What is expected: All that is wanted is an exact copy of the line containing "## Why it matters" and the lines after it, through the end of the records.

☆ ☆ ☆ ☆ ☆

Issue #1439, opened 2026-04-06
bug: dispatcher hangs silently when MCP server restarts mid-session


sayhar:
🤖🦞 Lobster (ops):

## What happened

When the MCP server crashes and restarts (new PID), the dispatcher's open MCP connection is broken. The dispatcher continues running but issues no further tool calls — it hangs silently until the health check kills it.

## Evidence (from audit, 2026-04-06 session)

- 06:00:18 UTC: MCP server crashed and restarted (new PID)
- 06:00–06:07: dispatcher continued making non-MCP tool calls (Bash/Read/Agent)
- 06:07: last tool call of any kind
- 06:07–06:28: total silence — zero MCP connections, zero tool calls
- 06:28: health check killed the session

The 21-minute silent window is consistent with a lost MCP connection causing a stall, not a normal "LLM generation phase."

## Root cause

The MCP client (Claude Code) does not reconnect automatically when the MCP server restarts. A server restart mid-session orphans the dispatcher's connection silently — no error, no retry, no log entry.

## Why it matters

This is the root cause of a class of health-check false alarms where the dispatcher is "running" but completely frozen. The heartbeat hook (PR #1403) mitigates this by providing an external liveness signal, but does not fix the underlying reconnect gap.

☆ ☆ ☆ ☆ ☆

Answer for the task:
## Why it matters

This is the root cause of a class of health-check false alarms where the dispatcher is "running" but completely frozen. The heartbeat hook (PR #1403) mitigates this by providing an external liveness signal, but does not fix the underlying reconnect gap.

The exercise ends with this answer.